The making of the Zephyr quilt from Alderwood Studio's new book, Modern Heirloom Quilting.
When Amber of Alderwood Studio reached out asking me about making one of the patterns in her upcoming book, Modern Heirloom Quilting, I knew the Zephyr quilt was right up my alley. The sawtooth star block is one of my favorites and I love when traditional blocks have a slight modern twist. I often do that with my own quilt patterns I design. I was happy to support a fellow Quilt Pattern Designer as she releases her first book, which is full of 12 lovely patterns. So let me tell you all about the Zephyr quilt that I selected to make.
About the Quilt
I chose to make the baby size Zephyr quilt since I didn't have much extra time with running my own quilting business and I was also needing a very small lap quilt to keep in my car. The pattern comes in three sizes: 36" x 42", 60" x 72" and 90" x 108" and in options for a two color or ombre version. I decided to go with a two-color version and of course, in one of my favorite earthy orange colors. The quilt is made up of two blocks: Snowball Blocks and Half-Square Triangles (HST's) and is a great pattern for a confident beginning quilter. Or a quilter at any skill level who wants to whip up a quick and easy quilt.
I used the Stripology Ruler for really quick cutting time- it's a staple in my studio! I cut all of my fabrics before my trip to my first Quilt Market so I would be ready to piece it together upon my return.
I used my 6.5" Bloc Lock Ruler to trim up my HST's, which is handy because it has a grove on the back to help lock your fabric in place for less slippage. Then it was time to press the HST's and Snowball Blocks. I actually used my Mini Oliso Iron rather than my larger size iron since these were smaller pieces of fabric plus another staple in my studio, Magic Quilting and Crafting Spray. It leaves no flakes on my fabric and is unscented. Another tip: using a wool pressing mat helps you get flatter seams. You can get any of these items through Fat Quarter Shop. I pieced the top in one afternoon!

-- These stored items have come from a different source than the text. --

PR #2260, opened 2023-11-04
feat(queue): clean works iteratively

manast:


src/classes/queue.ts
```diff
@@ -423,14 +423,28 @@ export class Queue<
       | 'delayed'
       | 'failed' = 'completed',
   ): Promise<string[]> {
-    const jobs = await this.scripts.cleanJobsInSet(
-      type,
-      Date.now() - grace,
-      limit,
-    );
+    limit = limit || Infinity;
```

I didn't quite have enough batting, unless I wanted to open a new package, so I decided to make 'frankenbatting'. That is when you sew or like me, use Heat Press Batting Together, to piece batting together to create the size you need. This keeps me from having to pull out my other machine that has a zig zag stitch. I also use a design wall to baste my quilts which is easier on my body.
Finished frankenbatting and my design wall.
Baby Lock Sashiko Quilting
If you've been following me for very long, you know I love my Baby Lock Sashiko to add 'extra' to my quilts and quilty makes! Sewing Machines Plus is running a Black Friday Sale on it right now along with FREE shipping. It's a spurge, but if you use it regularly, it's worth it! So, for this Zephyr quilt I used mine and picked a thread color to match so those big stitches would pop. I stitched in the ditch with my regular domestic machine using sturdy Microquilter 100wt silver thread (less visible) to anchor the quilt prior to using my Sashiko.
I was so pleased with how the quilt turned out! It's a simple pattern and a quick make, just make sure you label your fabric pieces really well before getting started. I have a limited number of my custom Seams Sew Me Jumbo Alphabet Clips in my shop to help (if they are sold out, no worries- I make batches throughout the year).
A cool perk to this pattern is that you will have 16 left over HST's from cutting your snowball corners. I trimmed mine down to 3" and created another version of a sawtooth star block (10" finished) and turned it into a cute tote bag! I used Art Gallery Fabrics and then cork fabric on the bottom and handles to keep it from staining as easily.
So, save those HST's and make them into something fun!
Hop on over and purchase your copy today. She sells the hardcover only on her website. You can purchase a soft cover copy of her book on Amazon.
If you would like to see all of the other beautiful patterns in Ambers new book, hop on over to the blog articles from other quilt pattern designers who made many of the beautiful quilts too:
As a quilt pattern designer, I feel happy and excited for my fellow designers when they do big things. Self-publishing a book is a BIG thing! Congratulations Amber- the book and quilts are beautiful.